New Tax Law Follies:

  • Kimberly Amadeo, at the balance, has written up a good summary of the various aspects of the new U.S. federal tax law. Some of it is still sketchy (she documents parts of the bill that were dropped before the bill was passed, for instance), so read it with caution, but it’s more thorough than most summaries I’ve seen.
  • Ruth Benn at NWTRCC looks at how the provisions of the new law may affect war tax resisters in particular.

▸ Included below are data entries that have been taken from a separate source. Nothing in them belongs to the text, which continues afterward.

PR #125, opened 2017-03-31
Gcw 1466 refine packages location move ui

namrataukirde:


app/components/partial-move-input.js
```diff
@@ -31,15 +38,59 @@ export default Ember.TextField.extend({
     }
     var regex = /^\d+$/;
     var input_value = this.get('value');
+    var siblingPackagesLocations = this.get('item.siblingPackagesLocations');
+    var isInvalid;
```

  • Parts of the new law reduce the ability of people to deduct state taxes on their federal tax returns. This has the effect of raising federal taxes on people in higher-tax states — these are typically states like California and New York with high property values and affluent cities… also, not coincidentally, states that tend to vote Democrat. Those states are now considering ways to fight back by rejiggering their own tax systems in such a way that they can bring in as much revenue while preserving their citizens’ federal deductions. This may end up making the new tax law even more damaging to the fiscal health of the federal government than had been originally anticipated.